Last modified: Sept. 6, 2023, 6:58 p.m.
The first confirmed Belgian record was on 01 June 1997 at Lessive (NA).
It is a rare and local species throughout Belgium.
Native
The caterpillar is pale green.
The mine starts as a narrow gallery that is almost completely filled with red-brown frass. Later on, this gallery ends abruptly in a blotch in which the grainy black frass is distributed.
See also bladmineerders.be
The eggs are deposited in the underside of a leaf.
The young larva initially mines a narrow gallery that is almost completely filled with red-brown frass. Later on, this gallery suddenly ends into a blotch in which the grainy black frass is distributed and is often located against the leaf margin. Nevertheless, part of the frass is worked out by the caterpillar that makes, for this purpose, one or more holes in the lower epidermis. A part of that expelled frass remains hanging in the silken fibres spun by the caterpillar at the bottom of the leaf.
The caterpillar only mines at the underside in young leaves of the food plant and can leave its mine and start another one, sometimes even on a different leaf.

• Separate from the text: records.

PR #367, opened 2024-03-12
Add ExecuteMultiOperation

stephanos:
**What changed?**

Adding a new "ExecuteMultiOperation" API that will support sending a combined Start + Update.

The first version of the Server implementation can be found here: https://github.com/temporalio/temporal/pull/5577

Note that while the API has a working implementation, it might still change. It is therefore annotated with "NOTE: Experimental API".

**Why?**

New API for sending operations to the Server atomically.

**Breaking changes**


google/rpc/code.proto
stephanos, line 1: Copy-pasted from https://github.com/googleapis/googleapis/blob/master/google/rpc/code.proto

temporal/api/workflowservice/v1/request_response.proto
```diff
@@ -1428,3 +1429,27 @@ message RespondNexusTaskFailedRequest {
...
+    }
+}
+
+message ExecuteMultiOperationResponse {
+    repeated WorkflowOperationResult results = 1;
+}
+
+message WorkflowOperationResult {
+    oneof result {
+        google.rpc.Status error = 1;
```
cretz, line 1451: I think multi-operation failure should be a gRPC error.

I can't imagine a continue-on-error future (or even a non-transactional future) where this has value reported as a successful gRPC result with a failure embedded. I think for now we should consider multi-operation transactional (i.e. all fails or all succeeds) as that's where it has most value, and use gRPC errors to report failure. If we need to be more detailed about the error for the user, we can add error details which can include partial successes if we ever have that (I hope not, it's confusing and has limited value). Even if we did have the concept of partial completion at some point in the future, I think it'd be up to request options on whether error should be ignored, but it's important IMO to let gRPC failures be gRPC failures.

temporal/api/workflowservice/v1/service.proto
```diff
@@ -107,6 +107,16 @@ service WorkflowService {
         };
     }
 
+    // ExecuteMultiOperation executes multiple operations.
```
cretz, line 110: Can we specify the transactional expectations of this call? Basically guarantee it all fails or all succeeds atomically/transactionally?

temporal/api/workflowservice/v1/request_response.proto
```diff
@@ -1428,3 +1429,27 @@ message RespondNexusTaskFailedRequest {
 
 message RespondNexusTaskFailedResponse {
 }
+
+message ExecuteMultiOperationRequest {
+    string namespace = 1;
+    repeated WorkflowOperation operations = 2;
```
cretz, line 1435: Can you clarify in comments here the exact constraints the initial implementation will have?

temporal/api/workflowservice/v1/service.proto
```diff
@@ -107,6 +107,16 @@ service WorkflowService {
...
+    //
+    // NOTE: Experimental API.
+    rpc ExecuteMultiOperation (ExecuteMultiOperationRequest) returns (ExecuteMultiOperationResponse) {
+        option (google.api.http) = {
+            post: "/api/v1/namespaces/{namespace}/workflows/operations"
```
cretz, line 115:
```suggestion
            post: "/api/v1/namespaces/{namespace}/workflows/execute-operations"
```

I know it may seem a bit weird, but I think this should be `execute-operations`. This is not a referenceable resource you're creating, so I think it should be a verb for the call it's making. If we do ever have the concept of "operations" as a listable resource, that would make more sense. From https://github.com/temporalio/proposals/blob/master/api/http-api.md:

> * POST for everything else
>   * Noun as last URL term if for a create, verb if for an action

stephanos: Great point!

temporal/api/workflowservice/v1/service.proto
stephanos: Okay, I took a stab at it. I'm not quite sure yet how to express the subtleties in error behavior: when the Update fails to be admitted, there actually won't be a new Workflow (akin to a transaction). However, if the Update doesn't reach Accepted/Completed, only the Update operation will fail but not the Start. So it actually has _limited_ transactional guarantees.

temporal/api/workflowservice/v1/request_response.proto
stephanos: Okay, I added some clarification.

Sushisource: What does it mean if the message has multiple `StartWorkflow`s and they specify different things?

We should make some statement about what takes precedence (or just fail the call, which is probably preferable).

temporal/api/workflowservice/v1/request_response.proto
stephanos: I've alludes to it in the other comment; the issue here is that once the Update is admitted, the Workflow **needs** to start or the wait stage accepted/completed would never be reached. And once the Workflow has started, it cannot be undone (as of yet).

cretz: Update failure/rejection outcome is already on the successful update response. A gRPC failure would be failure to admit an update which should also fail to start the workflow (same as failure to admit a signal on signal with start).

temporal/api/workflowservice/v1/request_response.proto
stephanos: I've added
```
- The workflow ids must match across operations.
- The only valid set of operations is [StartWorkflow, UpdateWorkflow].
```
Is that sufficient?

temporal/api/workflowservice/v1/service.proto
cretz: > However, if the Update doesn't reach Accepted/Completed, only the Update operation will fail but not the Start. So it actually has limited transactional guarantees.

This depends on how you define fail. It won't fail from a gRPC perspective. I don't consider an update being rejected as an update "failing" from the POV of this API. If an update doesn't reach accepted/completed, the update response is capable of representing that. Still, that the start and update were accepted by the server and the update reached a state of durability, then the gRPC call succeeded, even if a single update had an application-level failure (not to be confused with server/gRPC failure).

temporal/api/workflowservice/v1/request_response.proto
cretz: :+1:, though for me changing the last bullet to instead read:

```
- The only valid set of operations at this time is [StartWorkflow, UpdateWorkflow] in that order.
```

Just to clarify that this we're intentionally adding this limitation just at first, and that order matters.

temporal/api/workflowservice/v1/request_response.proto
```diff
@@ -1428,3 +1428,33 @@ message RespondNexusTaskFailedRequest {
...
+    // List of operations to execute within a single workflow.
+    // Preconditions:
+    // - The list of operations must not be empty.
+    // - The workflow ids must match across operations.
+    // - The only valid list of operations is [StartWorkflow, UpdateWorkflow] (in this order).
+    // - Update operation must be durable.
+    repeated WorkflowOperation operations = 2;
+}
+
+message WorkflowOperation {
```
cretz, line 1444: Sorry I didn't notice this earlier, would you consider moving this to a nested message of `ExecuteMultiOperationRequest` and same for result? This allows us to keep all top-level messages of this request/response file as requests/responses. Feel free to remove the `Workflow` prefix since it'll be plenty qualified.

temporal/api/workflowservice/v1/request_response.proto
```diff
@@ -1428,3 +1428,33 @@ message RespondNexusTaskFailedRequest {
...
+
+message ExecuteMultiOperationResponse {
+    repeated WorkflowOperationResult results = 1;
+}
+
+message WorkflowOperationResult {
+    oneof result {
+        StartWorkflowExecutionResponse start_workflow = 1;
+        UpdateWorkflowExecutionResponse update_workflow = 2;
+    }
```
cretz, line 1459: I don't have a strong opinion on the mixed use of "result" and "response" here, though may be worth using the word "response" everywhere.

temporal/api/workflowservice/v1/request_response.proto
stephanos: I had it that way at first, but I was worried that that would limited the reusability of `WorkflowOperation`. It's my understanding that they cannot be moved out after the fact and would always have to be used with the fully qualified path. Granted, there are no reusability plans right this moment, but I still thought this was the better tradeoff. I don't have strong feelings here, just wanted to bring this up.

temporal/api/workflowservice/v1/request_response.proto
stephanos: I had considered using "response" here at first but wasn't sure it was the right way to describe these nested values as response in this proto context implies "network call" and I didn't want to give the wrong impression to users that these are separate network call responses.

temporal/api/workflowservice/v1/request_response.proto
cretz: > I had it that way at first, but I was worried that that would limited the reusability of WorkflowOperation. 

If you're that worried, it can be placed in any other package. But this package's top-level messages are only requests and responses. I am not that worried though.

> It's my understanding that they cannot be moved out after the fact and would always have to be used with the fully qualified path.

It can. It's believe it is both wire compatible and JSON compatible to move a message. It is not code-gen compatible, but we don't guarantee that compatibility I don't believe.

temporal/api/workflowservice/v1/request_response.proto
cretz: :+1: Up to you/others, I don't mind either way, just bringing up.

temporal/api/workflowservice/v1/request_response.proto
stephanos: > Update failure/rejection outcome is already on the successful update response. A gRPC failure would be failure to admit an update which should also fail to start the workflow (same as failure to admit a signal on signal with start).

You're right, I've come to see it the same way 👍 

> Also, I don't believe that multi-operation update should wait until update reaches a certain state, or that a worker even needs to run. I believe update "durably admitted" (which I heard we're adding support for so update-with-start works) is when it should return.

I hadn't considered this before. We are considering "durably admitted" now (approval pending) indeed. It's my understanding that being able to wait for accepted/completed allows the client to receive the response in a single gRPC call instead of having to initiate a poll.

cretz: > It's my understanding that being able to wait for accepted/completed allows the client to receive the response in a single gRPC call instead of having to initiate a poll.

This is my understanding too, I just think a supported wait-stage should be admitted with this call. One of the great aspects of Temporal is that when I submit something durably I know it will run, I don't have to wait for it to run. We may not be offering this for update, but since we're offering it for update-with-start, we should allow users to return without a worker running (i.e. basically immediately once made durable), same as signal-with-start. But I also support the ability to wait longer for update response for sure.

temporal/api/workflowservice/v1/request_response.proto
```diff
@@ -1428,3 +1428,33 @@ message RespondNexusTaskFailedRequest {
 
 message RespondNexusTaskFailedResponse {
 }
+
+message ExecuteMultiOperationRequest {
```
cretz, line 1432: Does this need a request ID for idempotency? What if I retry this call? What if I retry this call but workflow has already started and I had that workflow configured to fail-existing?

temporal/api/workflowservice/v1/service.proto
```diff
@@ -107,6 +107,24 @@ service WorkflowService {
         };
     }
 
+    // ExecuteMultiOperation executes multiple operations within a single workflow.
+    //
+    // Operations are processed transactionally, meaning if *any* operation fails to be admitted, none are executed,
```
alexshtin, line 112:
```suggestion
    // Operations are admitted transactionally, meaning if *any* operation fails to be admitted, none are executed,
```
?

temporal/api/workflowservice/v1/service.proto
```diff
@@ -107,6 +107,24 @@ service WorkflowService {
...
+    //
+    // Upon failure, the status code equals the status code of the *first* operation that failed to be admitted; and the
+    // list of details contains one `google.grpc.Status` for each requested operation. The failed
+    // operation(s) have the same error details as if it was executed separately. All other operations have the
+    // status code `Aborted` and `temporal.api.failure.v1.MultiOperationExecutionAborted` is added to the details field.
+    //
+    // NOTE: Experimental API.
+    rpc ExecuteMultiOperation (ExecuteMultiOperationRequest) returns (ExecuteMultiOperationResponse) {
+        option (google.api.http) = {
+            post: "/api/v1/namespaces/{namespace}/workflows/execute-operations"
```
alexshtin, line 123: Shouldn't it match gRPC name? I.e. `execute-multi-operation`?

alexshtin (approved):

temporal/api/workflowservice/v1/service.proto
stephanos: Good point.

cretz (approved):
Looks good. May want to clarify idempotency behavior (i.e. that users should set start workflow request ID since they may repeatedly invoke this w/ fail-if-existing), but don't need to necessarily.

(also, I disagree that multi operation should ever need to be speculative/lossy as that is very confusing for users, but this was already decided internally)

temporal/api/workflowservice/v1/service.proto
```diff
@@ -107,6 +107,24 @@ service WorkflowService {
         };
     }
 
+    // ExecuteMultiOperation executes multiple operations within a single workflow.
+    //
+    // Operations are admitted transactionally, meaning if *any* operation fails to be admitted, none are executed,
```
Quinn-With-Two-Ns, line 112: >Operations are admitted transactionally

Is this true? if we support non durable update then an update can become unadmitted so I don't see how it is transactional?

stephanos: Could you help me find a better description?

What I'm trying to say is that all operations are admitted together; or not. It doesn't mean that once it's admitted it is guaranteed to execute. Maybe "atomically" is clearer?

stephanos:
> May want to clarify idempotency behavior (i.e. that users should set start workflow request ID since they may repeatedly invoke this w/ fail-if-existing)

I'll think about this more ... I wonder if we should require a request ID 🤔 If we're not, I'll add a follow-up comment in a separate PR.

temporal/api/workflowservice/v1/service.proto
Quinn-With-Two-Ns: If it is not durable I don't think you can make any strong statement about transactional or atomic since it is not durable.

cretz:
> I wonder if we should require a request ID

We should not require it. It is a choice from the API caller whether they will ever re-invoke this, and request ID is only for that. Think about the user invoking this from the HTTP API. We really need to care about that developer's experience too (which is why lossy updates are rough on them).

temporal/api/workflowservice/v1/service.proto
```diff
@@ -107,6 +107,24 @@ service WorkflowService {
...
+    // and the request fails. Upon admission, the API returns only when *all* operations have a response.
+    //
+    // Upon failure, the status code equals the status code of the *first* operation that failed to be admitted; and the
```
Quinn-With-Two-Ns, line 115: If the update is lost by the server after admitted before `ExecuteMultiOperation` returns then what does the response from `ExecuteMultiOperationResponse ` look like?

stephanos: So if the Server cancels the Update (for internal reasons), Alex and I have discussed returning a `failurepb.Failure` with `NonRetryable=false`.

That way we can separate the error behavior very clearly into "pre-admitted" (gRPC error, nothing was executed) vs "post-admitted" (operation-specific error, operations were/are executed).

Note that this isn't implemented yet for Update, but will be soon.

Quinn-With-Two-Ns: How is this `failurepb.Failure` being returned to the user?

>That way we can separate the error behavior very clearly into "pre-admitted" (gRPC error, nothing was executed) vs "post-admitted" (operation-specific error, operations were/are executed).

Can we do that? If the server looses the update because the server crashed the server will have no record the update was admitted right? So how can the server separate the errors? I'm sure ya'll have thought about this a lot more then I have, I just am struggling to understand how it is possible.

stephanos: > How is this failurepb.Failure being returned to the user?

```
ExecuteMultiOperationResponse {
  responses: [
    ExecuteMultiOperationResponse { ... }, // Start
    ExecuteMultiOperationResponse {        // Update
       response: ExecuteMultiOperationResponse_Response {
         UpdateWorkflowExecutionResponse {
           Outcome: {
             value: Failure {
               Message: "Workflow Update was cancelled.",
               Source:  "Server",
               FailureInfo: Failure_ApplicationFailureInfo {
                 ApplicationFailureInfo: ApplicationFailureInfo: {
                   Type: "CanceledUpdate",
                   NonRetryable: false,
                 }
               }
             }
           }
           UpdateRef: ...
           Stage: ...
         }
       }
    } 
  ]
}
```

This rather verbose response seems to be the existing way we send a failure outcome regarding an Update. So we thought it would make sense to do the same thing here since the Server knowingly _cancelled_ the Update.

> Can we do that? If the server looses the update because the server crashed the server will have no record the update was admitted right? So how can the server separate the errors?

Right; that's a different kind of "lost" (I thought you were referring to the above one). In that case the client's request just times out.

Quinn-With-Two-Ns: >This rather verbose response seems to be the existing way we send a failure outcome regarding an Update

Yes, but failure can only come from the SDK right now. It isn't consistent with how we handle any other update error from server

>Right; that's a different kind of "lost" (I thought you were referring to the above one).

So I was referring to any type of "lost"

Quinn-With-Two-Ns (approved):

temporal/api/workflowservice/v1/request_response.proto
```diff
@@ -1430,3 +1430,39 @@ message RespondNexusTaskFailedRequest {
...
+    string namespace = 1;
+
+    // List of operations to execute within a single workflow.
+    //
+    // Preconditions:
+    // - The list of operations must not be empty.
+    // - The workflow ids must match across operations.
+    // - The only valid set of operations at this time is [StartWorkflow, UpdateWorkflow], in this order.
```
Sushisource, line 1442:
```suggestion
    // - The only valid list of operations at this time is [StartWorkflow, UpdateWorkflow], in this order.
```
Since a set is unordered by definition

Sushisource (approved):

temporal/api/workflowservice/v1/service.proto
dandavison: One issue here is that we are starting to use the term "admission" for MultiOperation and for StartWorkflow, but we haven't defined what it means in those cases. But also, I think that it will help to expand the text slightly and be more explicit about what we are saying. Here's an attempt at re-drafting this section; feel free to take any bits you think help.

```proto
// ExecuteMultiOperation executes multiple operations within a single workflow.
//
// In general, a MultiOperation is atomic in the sense that when it returns, all
// constituent operations have started, or none have.
//
// However, note that
// - the only supported MultiOperation is [StartWorkflow, UpdateWorkflow],
// - an Update "starts" when it is admitted by the server,
// - an update is not durably persisted on admission (this happens later,
//   when it is accepted by a worker executing the workflow).
//
// Therefore, although a MultiOperation is atomic with respect to *starting* its
// operations, in the case of [StartWorkflow, UpdateWorkflow] it is possible for the
// MultiOperation to succeed and later reach a state in which the workflow is started and
// the server has no record of the Update request.
//
// In the future we may support additional MultiOperations, for example [StartWorkflow,
// SignalWorkflow] and [StartWorkflow, UpdateWorkflow(durableOnAdmission)]. In those
// cases, the MultiOperation will be atomic in the stronger sense that either all
// operations start durably, or none does.
//
// The API returns only when *all* operations have a response.
//
// Upon failure, the status code equals the status code of the *first* operation that
// failed, and the list of details contains one `google.grpc.Status` for each requested
// operation.
```

temporal/api/workflowservice/v1/service.proto
dandavison: > Upon failure, the status code equals the status code of the *first* operation that failed to be admitted

The update could be admitted, but the workflow could fail to start due to a failure to commit to the persistence layer. We haven't defined "admission" for StartWorkflow yet, but I suspect it will be better to drop the "to be admitted" part of this sentence, and restrict the "admission" concept to update only.

temporal/api/workflowservice/v1/service.proto
stephanos: I've replaced "admitted" with "started" and will merge now to get off of the feature branch. I have filed a follow-up ticket to finalize these docs based on what I learn from implementing the rest of the feature and resolving the last unknowns.

temporal/api/workflowservice/v1/service.proto
stephanos: I've made a small change to that effect now.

Pupation takes place in a peculiar silken hammock, constructed by the caterpillar.
The adults are on the wing from May till the beginning of July and then again from August to September.
The larva lives mainly on Prunus spinosa but also other Rosaceae such as e.g.; Crataegus, Malus, Cotoneaster, Sorbus, Cydonia, Chaenomeles and Mespilus are accepted as hostplant.
Only occasionally it had been found also on Betula.